• _TASK DIRECTIONS_: Write out every line exactly, from the first line of the records below through the line that contains "-22,10 +22,14 @@".

[Stored items]
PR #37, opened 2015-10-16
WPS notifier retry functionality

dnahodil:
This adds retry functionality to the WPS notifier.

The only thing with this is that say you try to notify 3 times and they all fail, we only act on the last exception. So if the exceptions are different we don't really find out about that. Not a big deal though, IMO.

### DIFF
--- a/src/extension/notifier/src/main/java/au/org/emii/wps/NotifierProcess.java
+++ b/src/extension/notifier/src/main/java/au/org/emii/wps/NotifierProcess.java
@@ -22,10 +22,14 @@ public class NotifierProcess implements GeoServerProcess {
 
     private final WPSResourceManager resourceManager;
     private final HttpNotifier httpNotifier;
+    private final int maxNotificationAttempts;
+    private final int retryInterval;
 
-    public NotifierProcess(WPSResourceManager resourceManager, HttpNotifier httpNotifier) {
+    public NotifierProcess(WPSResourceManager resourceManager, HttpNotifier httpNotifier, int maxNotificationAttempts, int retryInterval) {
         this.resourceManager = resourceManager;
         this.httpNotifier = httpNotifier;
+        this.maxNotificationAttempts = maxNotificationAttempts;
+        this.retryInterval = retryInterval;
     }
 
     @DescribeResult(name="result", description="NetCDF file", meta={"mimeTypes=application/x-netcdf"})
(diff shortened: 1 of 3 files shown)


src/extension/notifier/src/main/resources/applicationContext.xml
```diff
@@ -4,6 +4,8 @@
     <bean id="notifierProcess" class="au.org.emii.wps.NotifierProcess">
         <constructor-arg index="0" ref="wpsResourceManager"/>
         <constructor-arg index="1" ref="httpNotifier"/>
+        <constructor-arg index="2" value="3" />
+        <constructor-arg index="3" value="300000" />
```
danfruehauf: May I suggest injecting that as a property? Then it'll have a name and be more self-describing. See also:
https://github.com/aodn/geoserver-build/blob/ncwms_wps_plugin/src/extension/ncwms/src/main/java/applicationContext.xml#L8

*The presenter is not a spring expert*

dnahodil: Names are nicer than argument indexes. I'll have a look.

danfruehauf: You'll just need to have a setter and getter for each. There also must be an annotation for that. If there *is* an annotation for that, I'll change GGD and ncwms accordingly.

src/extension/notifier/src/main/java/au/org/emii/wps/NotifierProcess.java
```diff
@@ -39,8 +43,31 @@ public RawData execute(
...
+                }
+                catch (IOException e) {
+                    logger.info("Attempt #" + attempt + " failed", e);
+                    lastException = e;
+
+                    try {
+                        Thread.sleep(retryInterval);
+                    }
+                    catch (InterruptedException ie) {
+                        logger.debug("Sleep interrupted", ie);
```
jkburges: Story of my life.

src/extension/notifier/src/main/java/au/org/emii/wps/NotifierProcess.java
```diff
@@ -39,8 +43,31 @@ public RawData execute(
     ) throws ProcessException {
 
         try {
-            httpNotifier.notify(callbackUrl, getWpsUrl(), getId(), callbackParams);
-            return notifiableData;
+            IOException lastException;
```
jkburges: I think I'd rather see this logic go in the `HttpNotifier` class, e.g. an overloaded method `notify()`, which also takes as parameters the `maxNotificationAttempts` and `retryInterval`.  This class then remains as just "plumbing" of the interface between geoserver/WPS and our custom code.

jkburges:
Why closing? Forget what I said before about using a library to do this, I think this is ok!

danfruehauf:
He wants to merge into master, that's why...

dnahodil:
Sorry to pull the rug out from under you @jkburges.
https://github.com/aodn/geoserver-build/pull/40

• _FINISHED EXERCISE_:
PR #37, opened 2015-10-16
WPS notifier retry functionality

dnahodil:
This adds retry functionality to the WPS notifier.

The only thing with this is that say you try to notify 3 times and they all fail, we only act on the last exception. So if the exceptions are different we don't really find out about that. Not a big deal though, IMO.

### DIFF
--- a/src/extension/notifier/src/main/java/au/org/emii/wps/NotifierProcess.java
+++ b/src/extension/notifier/src/main/java/au/org/emii/wps/NotifierProcess.java
@@ -22,10 +22,14 @@ public class NotifierProcess implements GeoServerProcess {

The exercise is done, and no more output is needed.